Neguse's colleague and fellow Democrat, Rep. Diana DeGette of Denver, also gave her ticket to a local Dreamer, according to a spokesman. Her ticket went to Kennya Lilibeth Sanchez Chavez, a kindergarten teacher in DeGette's 1st Congressional District who was born in Mexico and grew up in the district.

Freshman Rep. Jason Crow planned to bring a Sudanese refugee who lost her son to gun violence last year in Aurora, according to a retweet from Crow.

"SOTU2EndGunViolence," Crow tweeted, a hashtag used by other Democratic congressional representatives such as Rep. Eric Swalwell of California, Rep. Ted Deutch of Florida and Rep. Madeleine Dean of Pennsylvania, all of whom are hosting anti-gun-violence activists at the speech.

Dean's guest at the speech: Jami Amo, a survivor of the 1999 massacre at Columbine High School in Jefferson County.

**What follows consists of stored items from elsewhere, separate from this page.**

Issue #615, opened 2015-07-23
Context manager for unfold/fold


vidartf:
Several places in the code we use the pattern
```python
unfolded = signal.unfold()
... Do what is needed ...
if unfolded:
    signal.fold()
```

I'm proposing to add a context manager to ease this pattern, with the added benefit of making the code more robust to exceptions in the middle part:
```python
with signal.unfolded():
    ... Do what is needed ...
```
where the signal would automatically refold (if needed) when exiting the code block.

francisco-dlp:
I'm +1 on this.

PR #621, opened 2015-07-24
NEW: Signal.unfolded context manager

vidartf:
Suggested implementation of #615.

### TODO
 - [x] Tests
 - [ ] Use in appropriate places in existing code
 - [ ] Implement `unfolded_signal()` / `unfolded_navigation()` ?


francisco-dlp:
Very nice.I didn't find anything to object in the code. Regarding `unfolded_signal()` / `unfolded_navigation()`, probably this could be implemented using arguments instead of new methods. e.g. `unfolded(signal=True, navigation=False)`. The same argument goes for `unfold` itself of course.

Given that the context manager helps preventing bugs, I'm +1 on this going into 0.8.1.

PR #622, opened 2015-07-24
Fix zero dim data

### LINKED ISSUE #517: Problem with 0D signal

francisco-dlp:
Fixes #517

### DIFF
--- a/hyperspy/signal.py
+++ b/hyperspy/signal.py
@@ -2809,7 +2809,7 @@ class Signal(MVA,
 
         """
 
-        self.data = np.asanyarray(file_data_dict['data'])
+        self.data = np.atleast_1d(np.asanyarray(file_data_dict['data']))
         if 'axes' not in file_data_dict:
             file_data_dict['axes'] = self._get_undefined_axes_list()
         self.axes_manager = AxesManager(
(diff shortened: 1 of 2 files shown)


hyperspy/signal.py
```diff
@@ -3585,19 +3585,29 @@ def _iterate_signal(self):
...
+                self.metadata.Signal.record_by = self._record_by
+                self._assign_subclass()
+        else:
+            # Don't remove axis because it is the only one and HyperSpy does not
+            # support 0 dimensions
+            axis.size = 1
+            axis.scale = 1
+            axis.offset = 0
+            axis.name = "scalar"
+            axis.navigate = False
```
vidartf: Should we maybe still remove the axis and replace it with a new one like this? Then at least the old instance will not be in the collection anymore (and the new axis won't retain any of its bindings).

francisco-dlp: Good point. Actually, it might be worth to think about this a little bit more. Should we have a different class for the dummy scalar axes .e.g. `ScalarAxis`, that does not have `scale` and `offset` attributes? Also, given that many `Signal` methods will fail on 1d signals, should we have a special `Signal` too, e.g. `ScalarSignal`?

vidartf: I don't have the overview to see all the pros and cons with these suggestions, so I can't really have an informed opinion in terms of the consequences. For now I would maybe just do a new axis here, and then (if wanted) put these suggestions as more comprehensive issues for 0.9.

to266: I agree with @vidartf . For now lets just merge the current solution so that the bug is fixed

PR #624, opened 2015-07-24
Api create model method

### LINKED ISSUE #568: Deprecate `create_model`

francisco-dlp:
Fixes #568

### DIFF
--- a/doc/user_guide/eels.rst
+++ b/doc/user_guide/eels.rst
@@ -13,7 +13,7 @@ The functions described in this chapter are only available for the
 :py:class:`~._signals.eels.EELSSpectrum`:
 
 .. code-block:: python
-       
+
     >>> s.set_signal_type("EELS")
 
 Note these chapter discusses features that are available only for
@@ -104,13 +104,13 @@ EELS curve fitting
 HyperSpy makes it really easy to quantify EELS core-loss spectra by curve
 fitting as it is shown in the next example of quantification of a boron nitride
 EELS spectrum from the `The EELS Data Base
-<http://pc-web.cemes.fr/eelsdb/index.php?page=home.php>`_. 
+<http://pc-web.cemes.fr/eelsdb/index.php?page=home.php>`_.
 
 Load the core-loss and low-loss spectra
 
 
 .. code-block:: python
-       
+
     >>> s = load("BN_(hex)_B_K_Giovanni_Bertoni_100.msa")
     >>> ll = load("BN_(hex)_LowLoss_Giovanni_Bertoni_96.msa")
 
@@ -119,29 +119,29 @@ Set some important experimental information that is missing from the original
 core-loss file
 
 .. code-block:: python
-       
+
     >>> s.set_microscope_parameters(beam_energy=100, convergence_angle=0.2, collection_angle=2.55)
-    
-    
+
+
 Define the chemical composition of the sample
 
 .. code-block:: python
-       
+
     >>> s.add_elements(('B', 'N'))
-    
-    
+
+
 We pass the low-loss spectrum to :py:func:`~.hspy.create_model` to include the
 effect of multiple scattering by Fourier-ratio convolution.
 
 .. code-block:: python
-       
-    >>> m = create_model(s, ll=ll)
+
+    >>> m = s.create_model(ll=ll)
 
 
 HyperSpy has created the model and configured it automatically:
 
 .. code-block:: python
-       
+
     >>> m
     [<background (PowerLaw component)>,
     <N_K (EELSCLEdge component)>,
@@ -166,7 +166,7 @@ of them at once. Although in this example the list contains just one component
 this is not generally the case.
 
 .. code-block:: python
-       
+
     >>> N
     [<N_K (EELSCLEdge component)>]
 
@@ -176,7 +176,7 @@ can be configured (see :ref:`configuring-hyperspy-label`). We must enable them
 to accurately fit this spectrum.
 
 .. code-block:: python
-       
+
     >>> m.enable_fine_structure()
 
 
@@ -184,7 +184,7 @@ We use smart_fit instead of standard fit method because smart_fit is optimized
 to fit EELS core-loss spectra
 
 .. code-block:: python
-       
+
     >>> m.smart_fit()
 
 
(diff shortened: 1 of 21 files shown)


hyperspy/tests/model/test_eelsmodel.py
```diff
@@ -4,6 +4,53 @@
...
+    def test_auto_add_edges_true(self):
+        m = self.s.create_model(auto_add_edges=True)
+        cnames = [component.name for component in m]
+        nose.tools.assert_true("B_K" in cnames and "C_K" in cnames)
+
+    def test_gos(self):
+        m = self.s.create_model(auto_add_edges=True, GOS="hydrogenic")
+        nose.tools.assert_true(m["B_K"].GOS._name == "hydrogenic")
+
+    def test_auto_add_edges_true(self):
```
vidartf: Should be renamed to `test_auto_add_background_true`.

francisco-dlp: Fixed, thanks!

doc/user_guide/eels.rst
```diff
@@ -119,29 +119,29 @@ Set some important experimental information that is missing from the original
...
 
 .. code-block:: python
-       
+
     >>> s.add_elements(('B', 'N'))
-    
-    
+
+
 We pass the low-loss spectrum to :py:func:`~.hspy.create_model` to include the
```
vidartf: This one should be updated. (:py:func:`~.hspy.create_model`)

hyperspy/hspy.py
```diff
@@ -97,11 +97,9 @@ def create_model(signal, *args, **kwargs):
     A Model class
```
vidartf: Docstring of hspy.py still has docs for `create_model`, should be removed.

hyperspy/tests/model/test_chi_squared.py
```diff
@@ -28,7 +28,7 @@ class TestChiSquared:
```
vidartf: Import `from hyperspy.hspy import create_model` unused in this file.

hyperspy/tests/model/test_fit_component.py
```diff
@@ -34,7 +34,7 @@ def setUp(self):
         g.sigma.value = 500.0
```
vidartf: Import `from hyperspy.hspy import create_model` unused in this file.

hyperspy/tests/model/test_set_parameter_state.py
```diff
@@ -31,7 +31,7 @@ def setUp(self):
         g2 = Gaussian()
```
vidartf: Import `from hyperspy.hspy import create_model` unused in this file.

hyperspy/tests/model/test_set_parameter_value.py
```diff
@@ -31,7 +31,7 @@ def setUp(self):
         g2 = Gaussian()
```
vidartf: Import `from hyperspy.hspy import create_model` unused in this file.

hyperspy/hspy.py
```diff
@@ -97,11 +97,9 @@ def create_model(signal, *args, **kwargs):
...
-    from hyperspy.model import Model
-    if isinstance(signal, EELSSpectrum):
-        return EELSModel(signal, *args, **kwargs)
-    else:
-        return Model(signal, *args, **kwargs)
+    import warnings
+    warnings.warn(
+        "This function is deprecated and will be removed in HyperSpy 0.9. "
+        "Please use the equivalent `Signal.create_model` method "
+        "instead.", DeprecationWarning)
```
vidartf: I principle I strictly agree with using `DeprecationWarning`, however, it is currently ignored by default (i.e. not printed to console). Are we OK with that?

francisco-dlp: This issue (warnings not being printed) has been fixed in #620 (9a4c307a4b103803c4099c92c47882cbe4cc555e). I thought that the issue was small enough not to be noticed but I was wrong: I should have put that into a separate branch...

francisco-dlp:
@vidartf, thanks for the thorough review: I've just uploaded fixes for all the issues that you have raised.

hyperspy/hspy.py
vidartf: OK, so `warnings.simplefilter('default')` fixes this, but shouldn't it be put somewhere more central than those files?

francisco-dlp: I'm not sure if I get your point. I think that the issue was caused by the fact that [here](https://github.com/hyperspy/hyperspy/commit/9a4c307a4b103803c4099c92c47882cbe4cc555e#diff-e27c75df2dece36803d7c8ccc9166673L11) the filter default was changed to "ignore" and never changed back to "default".

vidartf: Case in point: When I was testing out this PR, I never got a warning while using `hspy.create_model`

vidartf: I think I see the problem: DeprecationWarnings are normally ignored, however when setting the filter to `default`: "This enables default handling for all warnings, including those that are ignored by default". This is quite counter intuitive, but...

vidartf: Ref: https://docs.python.org/2/library/warnings.html#updating-code-for-new-versions-of-python

vidartf: Proposed solution: Run `warnings.simplefilter('default')` somewhere (e.g. hyperspy.hspy).

vidartf: I think I'll make this a separate issue, and merge this. Agreed?

francisco-dlp: Yes, I think that the issue is more general, so I agree that it'll be
better to let this in and fix the general issue in a different PR.
An alternative would be to use numpy.VisibleDeprecationWarning.

vidartf:
PS: Strange that the landscape bot didn't pick up on the unused imports. Is that not something it checks for?

francisco-dlp:
Yes, that's strange: maybe the `create_model` method calls confused it. Anyway, with you who needs landscape ;) ?

vidartf:
> with you who needs landscape ;) ?

I'd recommend everyone to use an IDE with integrated `PEP8`, `pyflakes`, and possibly `pylint`.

"We are both hopeful that the president expresses support for common sense gun laws," Dean tweeted.

Other Colorado guests are more traditional picks. Rep. Doug Lamborn, R-Colorado Springs, will bring his wife and son, while Democratic Sen. Michael Bennet will bring his daughter.

Rep. Ken Buck, R-Windsor, will bring a friend from the National Association of Home Builders.

And Rep. Ed Perlmutter, D-Arvada, gave his ticket to the office of Rep. Kathy Castor of Florida, who invited Hilary Shelton, director of NAACP’s Washington bureau, according to his spokesperson.

No word on who Sen. Cory Gardner and Rep. Scott Tipton might have brought.